Restate the data that follows exactly as it stands, beginning with the first line and ending with the line that contains "Standard [Express compression".
··· Provided information ···
PR #1407, opened 2026-06-08
feat: Add liveReload

matz3:
Live reload automatically refreshes the browser whenever you change a source file in your project — no manual reload needed. This shortens the edit/test cycle during development.

JIRA: CPOUI5FOUNDATION-1224

### DIFF
--- a/internal/documentation/docs/pages/Server.md
+++ b/internal/documentation/docs/pages/Server.md
@@ -40,6 +40,7 @@ A project can also add custom middleware to the server by using the [Custom Serv
 | `csp` | See chapter [csp](#csp) |
 | `compression` | Standard [Express compression middleware](http://expressjs.com/en/resources/middleware/compression.html) |
 | `cors` | Standard [Express cors middleware](http://expressjs.com/en/resources/middleware/cors.html) |
+| `liveReloadClient` | See chapter [liveReload](#livereload) |
 | `discovery` |  See chapter [discovery](#discovery) |
 | `serveResources` | See chapter [serveResources](#serveresources) |
 | `testRunner` | See chapter [testRunner](#testrunner) |
@@ -66,6 +67,35 @@ With `serveCSPReports` set to `true`, the CSP reports are collected and can be d
 ### discovery
 
 This middleware lists project files with URLs under several `/discovery` endpoints. This is exclusively used by the OpenUI5 test suite application.
+
+### liveReload
+
+Live reload automatically refreshes the browser whenever you change a source file in your project — no manual reload needed. This shortens the edit/test cycle during development.
+
+#### Usage
+
+Live reload is **enabled by default** with `ui5 serve`. Open your app in the browser, edit a source file, save — the page reloads.
+
+To control it:
+
+- **CLI flag**: `ui5 serve --live-reload` / `--no-live-reload`
+- **Project configuration** (specVersion 5.0+): `server.settings.liveReload` in `ui5.yaml`. See [Configuration](./Configuration.md).
+
+When the dev server is restarted, the browser automatically reconnects and reloads once the server is back. Saving multiple files at once triggers a single reload, not one per file.
+
+#### Technical Details
+
+The following describes how the middleware works internally. This is relevant for advanced users and custom middleware developers — not required for regular usage.
+
+When live reload is active, the UI5 server opens a WebSocket connection that notifies the browser of source changes and triggers a page reload.
+
+Reloads are driven by the `BuildServer`, which emits a debounced `sourcesChanged` event whenever watched source files change. A burst of changes therefore results in a single reload notification.
+
+The `liveReloadClient` middleware serves the client script at `/.ui5/liveReload/client.js`. The script tag is automatically injected into HTML responses by the `serveResources` middleware.
+
+To prevent intermediate proxies from idle-closing the WebSocket, the client sends a keepalive message every 30 seconds while the connection is open. The server echoes the same message back.
+
+When the WebSocket connection is lost (e.g. because the server was restarted), the client polls the WebSocket endpoint every second and reloads the page once the server accepts connections again. While the browser tab is hidden, polling pauses until it becomes visible again.
 
 ### serveResources
 This middleware resolves requests using the [ui5-fs](https://github.com/SAP/ui5-fs)-file system abstraction.
--- a/internal/documentation/docs/updates/migrate-v5.md
+++ b/internal/documentation/docs/updates/migrate-v5.md
@@ -17,6 +17,8 @@ Or update your global install via: `npm i --global @ui5/cli@next`
 
 - **Rename: Command Option `--cache-mode` is now `--snapshot-cache`**
 
+- **@ui5/server: Live Reload is enabled by default for `ui5 serve`**
+
 
 ## Node.js and npm Version Support
 
@@ -205,6 +207,19 @@ Delete the custom `test/Test.qunit.html` file from your test directory. This fil
 
 Depending on your project setup, you might need to update additional paths in configuration files or test runners to reflect the new structure.
 The test suite is now served under the standard `/test-resources/` path with the component's full namespace (e.g. `/test-resources/sap/ui/demo/todo/testsuite.qunit.html`).
+
+## Live Reload
+
+UI5 CLI v5 introduces a built-in [Live Reload](../pages/Server.md#livereload) feature for the development server. When running `ui5 serve`, the browser automatically reloads whenever project sources change. Live Reload is implemented via a WebSocket connection.
+
+Live Reload is **enabled by default**. It can be controlled via:
+
+- The new `--live-reload` CLI flag for `ui5 serve` (defaults to `true`). Pass `--no-live-reload` to disable it.
+- The new `server.settings.liveReload` configuration option in `ui5.yaml`. This setting is only available with [Specification Version 5.0](../pages/Configuration#specification-version-5-0) and higher.
+
+::: warning Custom Live Reload Middleware
+If your project uses a custom middleware that provides live reload functionality (e.g. [@sap-ux/reload-middleware](https://www.npmjs.com/package/@sap-ux/reload-middleware) or [ui5-middleware-livereload](https://www.npmjs.com/package/ui5-middleware-livereload)), the page may refresh more often than necessary when combined with the built-in feature. When upgrading, either remove the custom middleware or disable the built-in Live Reload via the `--no-live-reload` CLI flag or the `server.settings.liveReload` configuration option.
+:::
 
 ## Removal of Standard Server Middleware
 
--- a/packages/cli/lib/cli/commands/serve.js
+++ b/packages/cli/lib/cli/commands/serve.js
@@ -36,6 +36,13 @@ serve.builder = function(cli) {
 			default: false,
 			type: "boolean"
 		})
+		.option("live-reload", {
+			describe:
+				"Automatically reload the browser when project sources change. " +
+				"Overrides the 'liveReload' setting in the project's server configuration",
+			defaultDescription: "true",
+			type: "boolean"
+		})
 		.option("accept-remote-connections", {
 			describe: "Accept remote connections. By default the server only accepts connections from localhost",
 			default: false,
@@ -109,7 +116,7 @@ serve.builder = function(cli) {
 				"The 'Default' behavior is to invalidate the cache after 9 hours. 'Force' uses the cache only and " +
 				"does not create any requests. 'Off' invalidates any existing cache and updates from the repository",
 			type: "string",
-			defaultDescription: "Default", // Use "defaultdescription" to allow undefined (needed for evaluation)
+			defaultDescription: "Default", // Use "defaultDescription" to allow undefined (needed for evaluation)
 			choices: ["Default", "Force", "Off"],
 		})
 		.example("ui5 serve", "Start a web server for the current project")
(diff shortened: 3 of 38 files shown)


matz3:
To be decided: Should clients try to reconnect to the server, e.g. in case it has been restarted? This is currently not implemented, but I think it should be added.

packages/cli/lib/cli/commands/serve.js
```diff
@@ -165,11 +172,22 @@ serve.handler = async function(argv) {
 		}
 	}
 
+	let liveReload = argv.liveReload;
+	if (liveReload === undefined) {
+		const serverSettings = graph.getRoot().getServerSettings();
+		if (serverSettings && serverSettings.liveReload !== undefined) {
```
d3xter666, line 178: What about null, string (i.e. "false")?
Can we just check for true & false values

matz3:
> To be decided: Should clients try to reconnect to the server, e.g. in case it has been restarted? This is currently not implemented, but I think it should be added.

This has now been implemented.

packages/server/lib/liveReload/client.js
```diff
@@ -0,0 +1,113 @@
...
+		});
+	}
+
+	function waitForServer() {
+		return ping().then(function(ok) {
+			if (ok) {
+				return;
+			}
+			return wait(RECONNECT_INTERVAL_MS).then(loop);
+		});
```
d3xter666: This fragment is repeating. Can't we just wrap it in a function and reuse it

d3xter666 (commented):
LGTM

with small comments

packages/cli/lib/cli/commands/serve.js
matz3: The settings structure is guarded by the schema validation. For this reason, we do not additionally validate the values. Same already applies for the ports, which are taken as-is (see code above).

packages/server/lib/liveReload/client.js
matz3: True, good catch.

internal/documentation/docs/pages/Server.md
```diff
@@ -67,6 +68,20 @@ With `serveCSPReports` set to `true`, the CSP reports are collected and can be d
 
 This middleware lists project files with URLs under several `/discovery` endpoints. This is exclusively used by the OpenUI5 test suite application.
 
+### liveReload
+
+When live reload is active, `ui5 serve` opens a WebSocket connection that notifies the browser of source changes and triggers a page reload.
+
+Reloads are driven by the `BuildServer`, which emits a debounced `sourcesChanged` event (100ms debounce) whenever watched source files change. A burst of changes therefore results in a single reload notification.
```
RandomByte:
```suggestion
Reloads are driven by the `BuildServer`, which emits a debounced `sourcesChanged` event whenever watched source files change. A burst of changes therefore results in a single reload notification.
```

Maybe don't mention the exact number since that might change in the implementation and is not really relevant to the user.

internal/documentation/docs/pages/Server.md
```diff
@@ -67,6 +68,20 @@ With `serveCSPReports` set to `true`, the CSP reports are collected and can be d
...
+
+The `serveLiveReloadClient` middleware serves the client script at `/.ui5/liveReload/client.js`. The script tag is automatically injected into HTML responses by the `serveResources` middleware.
+
+To prevent intermediate proxies from idle-closing the WebSocket, the client sends a `{type: "ping"}` keepalive every 30 seconds while the connection is open. The server echoes the same message back.
```
RandomByte:
```suggestion
To prevent intermediate proxies from idle-closing the WebSocket, the client sends a keepalive message every 30 seconds while the connection is open. The server echoes the same message back.
```

Like above, the message content is an implementation detail that is not relevant in the user facing documentation

internal/documentation/docs/updates/migrate-v5.md
```diff
@@ -206,6 +208,15 @@ Delete the custom `test/Test.qunit.html` file from your test directory. This fil
 Depending on your project setup, you might need to update additional paths in configuration files or test runners to reflect the new structure.
 The test suite is now served under the standard `/test-resources/` path with the component's full namespace (e.g. `/test-resources/sap/ui/demo/todo/testsuite.qunit.html`).
 
+## Live Reload
+
+UI5 CLI v5 introduces a built-in [Live Reload](../pages/Server.md#livereload) feature for the development server. When running `ui5 serve`, the browser automatically reloads whenever project sources change. Live Reload is implemented via a WebSocket connection driven by the incremental build's `sourcesChanged` event.
```
RandomByte:
```suggestion
UI5 CLI v5 introduces a built-in [Live Reload](../pages/Server.md#livereload) feature for the development server. When running `ui5 serve`, the browser automatically reloads whenever project sources change. Live Reload is implemented via a WebSocket connection.
```

Event name is technical implementation detail that is not relevant in the user documentation

packages/server/lib/liveReload/client.js
```diff
@@ -0,0 +1,108 @@
...
+			if (msg.type === "reload") {
+				location.reload();
+			}
+			// Ignore other message types (e.g. "ping" echo)
+		} catch {
+			// ignore malformed messages
+		}
+	});
+
+	function ping() {
```
RandomByte:
```suggestion
	function tryReconnect() {
```

Misleading name

packages/server/lib/liveReload/client.js
```diff
@@ -0,0 +1,108 @@
...
+		return new Promise(function(resolve) {
+			let probe;
+			try {
+				probe = new WebSocket(wsUrl);
+			} catch {
+				resolve(false);
+				return;
+			}
+			function done(ok) {
+				probe.removeEventListener("open", onOpen);
```
RandomByte, line 60: Why do we have to remove these event listeners before closing the socket?

Without this the code would become simpler. We could use arrow-functions for the addEventListener calls

packages/server/lib/liveReload/server.js
```diff
@@ -0,0 +1,90 @@
...
+			// directions and don't idle-close the connection.
+			let type;
+			try {
+				type = JSON.parse(data.toString()).type;
+			} catch {
+				return;
+			}
+			if (type === "ping" && ws.readyState === ws.OPEN) {
+				ws.send(PING_MESSAGE);
+			}
```
RandomByte, line 93:
```suggestion
			try {
				const {type} = JSON.parse(data.toString());
				if (type === "ping" && ws.readyState === ws.OPEN) {
					ws.send(PING_MESSAGE);
				}
			} catch {
				return;
			}
```

packages/server/lib/middleware/MiddlewareManager.js
```diff
@@ -251,10 +252,25 @@ class MiddlewareManager {
 		});
 		await this.addMiddleware("compression");
 		await this.addMiddleware("cors");
+		await this.addMiddleware("serveLiveReloadClient", {
```
RandomByte: How about naming it simply `liveReload`?

RandomByte (changes requested):

packages/server/lib/liveReload/client.js
matz3: I intentionally did not use newer language features so that the client also works in older environments. Not sure whether this is actually relevant / needed. I thought of older UI5 LTS versions.

packages/server/lib/liveReload/server.js
matz3: This would hide exceptions raised by `ws.send`.

packages/server/lib/middleware/MiddlewareManager.js
matz3: The middleware only serves the `client.js`, so calling it `liveReload` might suggest that it also handles the liveReload WebSocket endpoint, which is not the case. Yes, the name is quite long, but it describes the purpose of the middleware. I'm open for better names, though.

packages/server/lib/liveReload/client.js
```diff
@@ -0,0 +1,108 @@
+(function() {
```
RandomByte, line 1: No unit tests for the client code 😿

packages/project/lib/build/BuildServer.js
```diff
@@ -308,10 +314,14 @@ class BuildServer extends EventEmitter {
 			this.#resourceChangeQueue.set(project.getName(), new Set([filePath]));
 		}
 
-		// : Emit event debounced
-		// Emit change event immediately so that consumers can react to it (like browser reloading)
-		// const changedResourcePaths = [...changes.values()].flat();
-		// this.emit("sourcesChanged", changedResourcePaths);
+		// Debounced emit so a burst of file changes results in a single reload notification
+		if (this.#sourcesChangedTimeout) {
```
RandomByte, line 318: Since we were talking about this behavior today: Do we have unit tests for this change and the debounce in particular?

RandomByte (dismissed):

packages/server/lib/liveReload/client.js
matz3: I didn't want to introduce real browser tests as I think it might be an overkill. But as it's based on WebSockets, my idea would be to mock the browser deps and run it in Node.js, as we can also connect via WebSocket from there. This would also make the coverage measurements much simpler.

packages/project/lib/build/BuildServer.js
matz3: Done

internal/documentation/docs/pages/Server.md
```diff
@@ -67,6 +68,20 @@ With `serveCSPReports` set to `true`, the CSP reports are collected and can be d
 
 This middleware lists project files with URLs under several `/discovery` endpoints. This is exclusively used by the OpenUI5 test suite application.
 
+### liveReload
+
+When live reload is active, the UI5 server opens a WebSocket connection that notifies the browser of source changes and triggers a page reload.
+
+Reloads are driven by the `BuildServer`, which emits a debounced `sourcesChanged` event whenever watched source files change. A burst of changes therefore results in a single reload notification.
```
flovogt, line 92: I really like the detailed documentation but I would recommend to have a more abstract / consumer friendly first section and then describing the technical details in a second section. The consumer has to know whats the benefit of this middleware and how to control it. IMHO The underlying technical aspects are only relevant for experts or custom middleware developers.

d3xter666 (commented):
LGTM

internal/documentation/docs/pages/Server.md
KlattG: Yes, that makes sense.

KlattG (changes requested):

internal/documentation/docs/pages/Server.md
matz3: Totally agree. There are now two sections.

KlattG (dismissed):

internal/documentation/docs/pages/Server.md
```diff
@@ -67,6 +68,35 @@ With `serveCSPReports` set to `true`, the CSP reports are collected and can be d
...
+#### Usage
+
+Live reload is **enabled by default** with `ui5 serve`. Open your app in the browser, edit a source file, save — the page reloads.
+
+To control it:
+
+- **CLI flag**: `ui5 serve --live-reload` / `--no-live-reload`
+- **Project configuration** (specVersion 5.0+): `server.settings.liveReload` in `ui5.yaml`. See [Configuration](./Configuration.md).
+
+When the dev server is restarted, the browser automatically reconnects and reloads once the server is back. Saving multiple files at once triggers a single reload, not one per file.
```
flovogt, line 84:
```suggestion
When the development server is restarted, the browser automatically reconnects and reloads the browser tab. Saving multiple files at once triggers a single reload, not one per file.
```

internal/documentation/docs/pages/Server.md
```diff
@@ -67,6 +68,35 @@ With `serveCSPReports` set to `true`, the CSP reports are collected and can be d
...
+
+#### Technical Details
+
+The following describes how the middleware works internally. This is relevant for advanced users and custom middleware developers — not required for regular usage.
+
+When live reload is active, the UI5 server opens a WebSocket connection that notifies the browser of source changes and triggers a page reload.
```
flovogt, line 90:
```suggestion
When live reload is active, the development server opens a WebSocket connection that notifies the browser of source changes and triggers a page reload.
```

internal/documentation/docs/pages/Server.md
```diff
@@ -67,6 +68,35 @@ With `serveCSPReports` set to `true`, the CSP reports are collected and can be d
...
+
+Reloads are driven by the `BuildServer`, which emits a debounced `sourcesChanged` event whenever watched source files change. A burst of changes therefore results in a single reload notification.
```
flovogt, line 92:
```suggestion
Reloads are driven by the `BuildServer` module, which emits a debounced `sourcesChanged` event whenever watched source files change. A burst of changes therefore results in a single reload notification.
```

internal/documentation/docs/pages/Server.md
```diff
@@ -67,6 +68,35 @@ With `serveCSPReports` set to `true`, the CSP reports are collected and can be d
...
+
+The `liveReloadClient` middleware serves the client script at `/.ui5/liveReload/client.js`. The script tag is automatically injected into HTML responses by the `serveResources` middleware.
+
+To prevent intermediate proxies from idle-closing the WebSocket, the client sends a keepalive message every 30 seconds while the connection is open. The server echoes the same message back.
+
+When the WebSocket connection is lost (e.g. because the server was restarted), the client polls the WebSocket endpoint every second and reloads the page once the server accepts connections again. While the browser tab is hidden, polling pauses until it becomes visible again.
```
flovogt, line 98:
```suggestion
When the WebSocket connection is lost (e.g. because the development server was restarted), the client polls the WebSocket endpoint every second and reloads the page once the server accepts connections again. While the browser tab is hidden, polling pauses until it becomes visible again.
```

flovogt (dismissed):

flovogt:
PM Review: LGTM

d3xter666 (approved):

maxreichmann (approved):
···
(Task answer):
PR #1407, opened 2026-06-08
feat: Add liveReload

matz3:
Live reload automatically refreshes the browser whenever you change a source file in your project — no manual reload needed. This shortens the edit/test cycle during development.

JIRA: CPOUI5FOUNDATION-1224

### DIFF
--- a/internal/documentation/docs/pages/Server.md
+++ b/internal/documentation/docs/pages/Server.md
@@ -40,6 +40,7 @@ A project can also add custom middleware to the server by using the [Custom Serv
 | `csp` | See chapter [csp](#csp) |
 | `compression` | Standard [Express compression middleware](http://expressjs.com/en/resources/middleware/compression.html) |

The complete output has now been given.